III)          Mode opératoire

a)      Ajout de formaldéhyde et sonication

Les cellules sont mises en présence de formaldéhyde créant des liaisons covalentes entre protéines et ADN. La sonication va permettre de couper les séquences d’ADN [1].

       b)  Extraction au phénol-chloroforme

L’extraction repose sur la différence de solubilité des acides nucléiques et des protéines dans une émulsion à deux phases. Le mélange de phénol et de chloroforme solubilise les lipides et dénature les protéines, qui vont s’agréger dans la phase organique. L’ADN hydrosoluble va rester dans la phase aqueuse. La présence de formaldéhyde permet de conserver les liaisons ADN-protéine. Sans formaldéhyde, les protéines se détacheraient de l’ADN au cours de l’extraction [1].

L’ADN lié à des protéines va donc se situer dans la phase organique et l’ADN libre dans la phase aqueuse. On considère que la majorité des protéines liées à l’ADN correspond aux histones, protéines constitutives des nucléosomes. L’ADN de la phase aqueuse correspond donc aux séquences régulatrices, comportant peu ou pas de nucléosomes [1].

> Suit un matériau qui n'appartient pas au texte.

PR #3509, opened 2020-11-27
store add touch series limit

lisuo3389:

## Changes
Add touch series limit


cmd/thanos/store.go
```diff
@@ -67,6 +67,9 @@ func registerStore(app *extkingpin.App) {
 	maxSampleCount := cmd.Flag("store.grpc.series-sample-limit",
 		"Maximum amount of samples returned via a single Series call. The Series call fails if this limit is exceeded. 0 means no limit. NOTE: For efficiency the limit is internally implemented as 'chunks limit' considering each chunk contains 120 samples (it's the max number of samples each chunk can contain), so the actual number of samples might be lower, even though the maximum could be hit.").
 		Default("0").Uint()
+	maxTouchSeriesCount := cmd.Flag("store.grpc.touch-series-limit",
```
bwplotka, line 70: Amazing. What I miss here is the definition of "touched" (: 

Is this applied before fetching Series ID and chunk metas?
Is this applied while fetchink chunk metas and only if there is chunk matching time range?

This will allow understanding this better for users (:  I see from code it's the former and that's ok for now, however, hopefully, we can improve and touch less series here with this work: https://github.com/thanos-io/thanos/issues/3512

pkg/store/bucket.go
```diff
@@ -693,6 +703,11 @@ func blockSeries(
 		return storepb.EmptySeriesSet(), indexr.stats, nil
 	}
 
+	// Reserve seriesLimiter
```
bwplotka, line 706:
```suggestion
	// Reserve series seriesLimiter.
```

bwplotka (approved):
LGTM :hugs: 

Small nit! Thanks, amazing work and good idea :rocket:

bwplotka:
cc @yeya24 as we touch this code

cmd/thanos/store.go
lisuo3389: yes, Is this before fetching Series ID and chunk.

lisuo3389: I changed maxTouchSeriesCount to maxTouchedSeriesCount

cmd/thanos/store.go
```diff
@@ -67,6 +67,9 @@ func registerStore(app *extkingpin.App) {
 	maxSampleCount := cmd.Flag("store.grpc.series-sample-limit",
 		"Maximum amount of samples returned via a single Series call. The Series call fails if this limit is exceeded. 0 means no limit. NOTE: For efficiency the limit is internally implemented as 'chunks limit' considering each chunk contains 120 samples (it's the max number of samples each chunk can contain), so the actual number of samples might be lower, even though the maximum could be hit.").
 		Default("0").Uint()
+	maxTouchedSeriesCount := cmd.Flag("store.grpc.touched-series-limit",
+		"Maximum amount of touch series returned via a single Series call. The Series call fails if this limit is exceeded. 0 means no limit.").
```
yeya24, line 71: Small nit, this should be `touched` as well

pkg/store/bucket.go
```diff
@@ -190,6 +191,10 @@ func newBucketStoreMetrics(reg prometheus.Registerer) *bucketStoreMetrics {
 		Name: "thanos_bucket_store_queries_dropped_total",
 		Help: "Number of queries that were dropped due to the sample limit.",
 	})
+	m.queriesSeriesDropped = promauto.With(reg).NewCounter(prometheus.CounterOpts{
+		Name: "thanos_bucket_store_queries_series_dropped_total",
+		Help: "Number of queries that were dropped due to the series limit.",
```
yeya24, line 196: As I can see that if we want to add more metrics for the limit, why we just reuse `thanos_bucket_store_queries_dropped_total` metric? We can add a label `reason` for the reason of query drop such as `series`, `samples`, `chunks`, etc.

lisuo3389: If modify `thanos_bucket_store_queries_dropped_total`, it will affect `ChunksLimiterFactory`. Cortex depending it.

yeya24: No, the factory interface `ChunksLimiterFactory` won't be changed. The only change would be making `thanos_bucket_store_queries_dropped_total` a `CounterVec` type and adding one more label to it.

When initializing chunksLimiter you just need to do something like below so that's the same.

```
chunksLimiter    = s.chunksLimiterFactory(s.metrics.queriesDropped.WithLabelValues("chunks"))
```

It is also good to keep the current one because chunks and series are two dimensions. We can change it later if needed.

pkg/store/limiter.go
```diff
@@ -18,10 +18,19 @@ type ChunksLimiter interface {
...
+	// Returns an error if the limit has been exceeded. This function must be
+	// goroutine safe.
+	Reserve(num uint64) error
+}
+
 // ChunksLimiterFactory is used to create a new ChunksLimiter. The factory is useful for
 // projects depending on Thanos (eg. Cortex) which have dynamic limits.
 type ChunksLimiterFactory func(failedCounter prometheus.Counter) ChunksLimiter
 
+type SeriesLimiterFactory func(failedCounter prometheus.Counter) SeriesLimiter
```
yeya24, line 32: Would be good to add a comment.

yeya24 (approved):
LGTM

pkg/store/bucket.go
lisuo3389: Yes, you are right

bwplotka: Nice! Is it still todo?

bwplotka: I like this idea (:

bwplotka (approved):
LGTM, just @yeya24 comment still not addressed. 

We can do that in next Pr though

pkg/store/bucket.go
lisuo3389: Okay, let me modify it.

yeya24 (approved):
LGTM

GiedriusS (approved):
Thank you! LGTM, clean code. I have solved the conflicts for `CHANGELOG.md`. Will merge on green :heart:

GiedriusS (changes requested):
It seems like the CI failure is related to the changes. I was able to reproduce the segfault locally as well. Care looking into it?

lisuo3389:
> It seems like the CI failure is related to the changes. I was able to reproduce the segfault locally as well. Care looking into it?

What do i need to do?

GiedriusS (approved):
Thank you for the quick fix!

PR #3513, opened 2020-11-27
Update CircleCI build

SuperQ:
* Update to CircleCI 2.1 config.
* Use new executors feature.
* Use new CirleCI images.
* Update docs.

Signed-off-by: Ben Kochie <superq@gmail.com>


.circleci/config.yml
```diff
@@ -1,17 +1,18 @@
 # NOTE: Current plan gives 1500 build minutes per month.
-version: 2
-# https://circleci.com/blog/circleci-hacks-reuse-yaml-in-your-circleci-config-with-yaml/
-defaults: &defaults
-  docker:
-    # Built by Thanos make docker-ci
-    - image: &default-docker-image quay.io/thanos/thanos-ci:v1.2-go1.15-node
```
bwplotka, line 7: This was actually quite improving our build times we were not needed to prebuilding our deps like many Prometheus versions, alertmanager etc. Are we sure we can get rid of this? :thinking:

bwplotka: I mean we ended up reinstalling all anyway due to not updated thanos-ci image, but that separate story ;p https://app.circleci.com/pipelines/github/thanos-io/thanos/4397/workflows/f06871b1-d847-4332-95c0-bbd23f60c4fc

SuperQ: Looking at recent test pipeline runs, it's not really helping at all. Still about 14min to run the "test" pipeline.

It also looks like the current .promu.yml and other steps are missing `-mod=vendor`, so the vendor dir isn't being used at all.

bwplotka: True, but this is because we did not update this image lately OR somehow we put those tools in wrong dir or simply Makefile mod times are somehow not matching so Makefile reinstall. From looking on current pending it takes at least 5min to reinstall all tools to prebaking makes a lot of sense, WDYT?

SuperQ: IMO, 5 minutes is not worth it, as you need to constantly keep up with Go releases. We have the same problem with Prometheus [golang-builder](https://github.com/prometheus/golang-builder), but we have some cron jobs to bump the Go versions.

bwplotka: Hm.. for 15m worth of build cutting, 1/3 is IMO super worth it, but yes, we need some automation and more work on this. In fact, what would be helpful is to leverage CircleCI build cache instead. Let's merge this for now :+1:

PR #3517, opened 2020-11-30
receive: Clarified debug log message.

bwplotka:

I was scared I see lot's of uploads every minute, but we do that for no uploads as well (:

### DIFF
--- a/pkg/receive/multitsdb.go
+++ b/pkg/receive/multitsdb.go
@@ -18,8 +18,6 @@ import (
 	"github.com/prometheus/prometheus/pkg/labels"
 	"github.com/prometheus/prometheus/storage"
 	"github.com/prometheus/prometheus/tsdb"
-	"golang.org/x/sync/errgroup"
-
 	"github.com/thanos-io/thanos/pkg/block/metadata"
 	"github.com/thanos-io/thanos/pkg/component"
 	"github.com/thanos-io/thanos/pkg/errutil"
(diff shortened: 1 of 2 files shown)


brancz (approved):

kakkoyun (approved):
LGTM. CI is not happy with `sync/atomic` usage.

pkg/receive/multitsdb.go
```diff
@@ -202,16 +203,18 @@ func (t *MultiTSDB) Sync(ctx context.Context) error {
...
 		wg.Add(1)
 		go func() {
-			if uploaded, err := s.Sync(ctx); err != nil {
+			up, err := s.Sync(ctx)
+			if err != nil {
 				errmtx.Lock()
 				merr.Add(errors.Wrapf(err, "upload %d", uploaded))
 				errmtx.Unlock()
 			}
+			atomic.AddInt64(&uploaded, int64(up))
```
squat, line 212: If uploading the block results in an error, then we still call this, is that what we want? If so, then we are simply adding "1" for every single tenant. Rather than using an atomic counter, we could simply return the length of the `tenants`. This would be simpler code and avoid using `atomic`. If we don't want to count errored blocks, then we could still do this without `sync/atomic` by returning the length of the tenants - the length of the multi-error.

bwplotka: We actually:
* can  upload more than one for tenant.
* return error also when we upload one but second failed

So I think we need something like this... WDYT?

squat: ack I see. makes sense :)

Issue #3518, opened 2020-11-30
receive: Cannot use optimized multi part upload.


bwplotka:
```
level=warn ts=2020-11-30T09:00:18.067006266Z caller=s3.go:399 component=receive msg="could not guess file size for multipart upload; upload might be not optimized" name=debug/metas/01ERC63277SJSMAQ2P1W132BH6.json err="unsupported type of io.Reader"
```

Sad outcome of dynamic casting ): 

Help wanted :hugs:

GiedriusS:
https://github.com/thanos-io/thanos/pull/3476

erdong:
I had the same problem. Thanos version is 0.17.0 .

When will this fixed version be released ？

keyhana:
Same here. After upgrading from 0.16.0 to 0.17.1 we are getting this warning from Thanos sidecar and Thanos compactor.
It is also causing high memory usage after the warning is printed which ultimately gets our pods OOMKilled.

ethernoy:
same here, but the compactor seems to be working though, is it just a warning or it actually stops sth from working?

ahurtaud:
Hello, can we get an update on the PR #3476 and so on this issue please?

We cannot load v0.17.x because of this and we would like not to miss it on 0.18 :).

Thank you

mfuezesi:
Hello there
Really like your work.  But now I have the same problem. v16 works, v17 not. With the same issue. Is there another workaround?

GiedriusS:
Fixed in https://github.com/thanos-io/thanos/pull/3476.

PR #3519, opened 2020-11-30
pkg/objstore: make error msg more accurate.

johncming:

## Changes

Fix error output in the log.

Details:

This pr is associated with an issue https://github.com/thanos-io/thanos/issues/3518

## Verification

Review twice😸


bwplotka (approved):
Thanks :+1:

PR #3520, opened 2020-11-30
fix index out of bound bug when comparing ZLabelSets

### LINKED ISSUE #3515: query-frontend 0.17.1: runtime error: index out of range
I faced runtime error: `index out of range [7] with length 7` in query-frontend 0.17.1. There were huge amount of such errors (I suppose on each request), attached full log for one such error.
Unfortunately I do not know how to reproduce it, so far it happened only once.
[query-frontend-0.17.1.err.log](https://github.com/thanos-io/thanos/files/5614135/query-frontend-0.17.1.err.log)

yeya24:

## Changes

Fixes #3515 

The bug is originated from that I got the label pair length using `Size()` method, it is a stupid mistake :-1:  because it doesn't return the number of label pairs.
Added one test case to ensure no panic for comparing the same label sets.
However, we deduplicate the series before sorting them so the case shouldn't happen. Still investigating the root cause and trying to reproduce this from the query frontend side.

### DIFF
--- a/pkg/queryfrontend/labels_codec.go
+++ b/pkg/queryfrontend/labels_codec.go
@@ -87,8 +87,25 @@ func (c labelsCodec) MergeResponse(responses ...queryrange.Response) (queryrange
 		if len(responses) == 1 {
 			return responses[0], nil
 		}
-		seriesData := make(labelpb.ZLabelSets, 0)
 
+		i := 0
+		var resp queryrange.Response
+		for _, response := range responses {
+			if len(response.(*ThanosSeriesResponse).Data) > 0 {
+				i++
+				resp = response
+			}
+			if i > 1 {
+				break
+			}
+		}
+		// Fast path for the case that only one response contains series data and other responses are empty.
+		// We can just return that response to avoid deduplication and sorting.
+		if i == 1 {
+			return resp, nil
+		}
+
+		seriesData := make(labelpb.ZLabelSets, 0)
 		uniqueSeries := make(map[string]struct{})
 		for _, res := range responses {
 			for _, series := range res.(*ThanosSeriesResponse).Data {
@@ -287,7 +304,7 @@ func (c labelsCodec) parseLabelsRequest(r *http.Request, op string) (queryrange.
 		return nil, err
 	}
 
-	result.StoreMatchers, err = parseMatchersParam(r.Form[queryv1.StoreMatcherParam])
+	result.StoreMatchers, err = parseMatchersParam(r.Form[queryv1.StoreMatcherParam], queryv1.StoreMatcherParam)
 	if err != nil {
 		return nil, err
 	}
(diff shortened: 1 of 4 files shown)


metalmatze:
Generally looking good. Some other pair of eyes would be good, as I'm not too familiar with this part.

pkg/queryfrontend/labels_codec.go
```diff
@@ -87,8 +87,25 @@ func (c labelsCodec) MergeResponse(responses ...queryrange.Response) (queryrange
 		if len(responses) == 1 {
 			return responses[0], nil
 		}
-		seriesData := make(labelpb.ZLabelSets, 0)
 
+		i := 0
+		var resp queryrange.Response
+		for _, response := range responses {
+			if len(response.(*ThanosSeriesResponse).Data) > 0 {
```
bwplotka, line 94: I don't get this, why we cannot check this in loop below?

pkg/queryfrontend/queryrange_codec.go
```diff
@@ -111,7 +111,7 @@ func (c queryRangeCodec) DecodeRequest(_ context.Context, r *http.Request) (quer
 		result.ReplicaLabels = r.Form[queryv1.ReplicaLabelsParam]
 	}
 
-	result.StoreMatchers, err = parseMatchersParam(r.Form[queryv1.StoreMatcherParam])
+	result.StoreMatchers, err = parseMatchersParam(r.Form[queryv1.StoreMatcherParam], queryv1.StoreMatcherParam)
```
bwplotka, line 114: This is bad code smell - passing same information twice. Maybe we should pass just `Form` and `matcherKey` to param function?

pkg/store/labelpb/label.go
```diff
@@ -307,7 +307,8 @@ func (z ZLabelSets) Less(i, j int) bool {
 	l := 0
 	r := 0
 	var result int
-	for l < z[i].Size() && r < z[j].Size() {
+	lenI, lenJ := len(z[i].Labels), len(z[j].Labels)
```
bwplotka, line 310: :+1:  (:

bwplotka (approved):
Thanks, but would be amazing to not have unrelated to fix changes in quick bug fix PR. 

Since you have those, there are minor issues/suggestions for unrelated changes, otherwise LGTM

pkg/queryfrontend/queryrange_codec.go
yeya24: Good point.

pkg/queryfrontend/labels_codec.go
yeya24: Makes sense. As you mentioned I ll remove this change since it is unrelated and fix them in next master

pkg/store/labelpb/label.go
yeya24: :(

yeya24:
Hi, please take a look again. @bwplotka  @metalmatze

bwplotka (approved):
Awesome! Thanks :muscle:

bwplotka:
We need changelog but we can add on release PR

iyacontrol:
when release v0.17.2 ? i meet this bug, so had to go back v0.16.0.

PR #3524, opened 2020-12-01
cmd/thanos: fix DNS resolution when ctx is canceled

simonpasquier:

## Changes

c21337e5 introduced a subtle bug: when the DNS resolution context
expires, all subsequent resolutions will fail with 'operation was
canceled' because the function overwrites the global context instead of
creating child context. To make it more obvious, we use different
variable names for the parent and child contexts.

## Verification

Here is a minimal reproducer:
https://play.golang.org/p/Gw9B1cU3mtL

### DIFF
--- a/cmd/thanos/query.go
+++ b/cmd/thanos/query.go
@@ -391,12 +391,12 @@ func runQuery(
 		ctx, cancel := context.WithCancel(context.Background())
 		g.Add(func() error {
 			return runutil.Repeat(dnsSDInterval, ctx.Done(), func() error {
-				ctx, cancel = context.WithTimeout(ctx, dnsSDInterval)
-				defer cancel()
-				if err := dnsStoreProvider.Resolve(ctx, append(fileSDCache.Addresses(), storeAddrs...)); err != nil {
+				resolveCtx, resolveCancel := context.WithTimeout(ctx, dnsSDInterval)
+				defer resolveCancel()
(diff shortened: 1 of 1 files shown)


simonpasquier:
cc @lilic @s-urbaniak

simonpasquier:
Submitted https://github.com/thanos-io/thanos/pull/3524 to address the canceled context issue.

lilic:
Thanks, nice catch! Not sure what you meant by  https://github.com/thanos-io/thanos/pull/3524#issuecomment-736649144 comment here?

cmd/thanos/query.go
```diff
@@ -391,12 +391,12 @@ func runQuery(
 		ctx, cancel := context.WithCancel(context.Background())
 		g.Add(func() error {
 			return runutil.Repeat(dnsSDInterval, ctx.Done(), func() error {
-				ctx, cancel = context.WithTimeout(ctx, dnsSDInterval)
```
bwplotka, line 394: Shadowing variables... the worst... :face_with_head_bandage: 

The fix would be just to add `:` (:  but happy with explicit version as well :+1:

bwplotka (approved):
Nice catch.

Linter for shadowing variables is very much needed.

bwplotka:
Thanks a lot!

simonpasquier:
> Thanks, nice catch! Not sure what you meant by [#3524 (comment)](https://github.com/thanos-io/thanos/pull/3524#issuecomment-736649144) comment here?

Ah this comment was meant to be for your CMO pull request :)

       c) Hybridation sur puces à ADN

L’ADN de la phase aqueuse est prélevé, amplifié par PCR quantitative, puis couplé à un fluorochrome, et hybridé sur des puces à ADN [1].

Figure 1 : Les différentes étapes  de la méthode FAIRE [1]

IV)           Présentation et interprétation des résultats

L’analyse des régions isolées par la méthode FAIRE peut se faire selon deux méthodes. La plupart des études utilisent d’abord une méthode à haut débit de puce à ADN, car c’est une méthode puissante, qui permet d’analyser un génome entier sans avoir besoin de connaître les séquences à rechercher.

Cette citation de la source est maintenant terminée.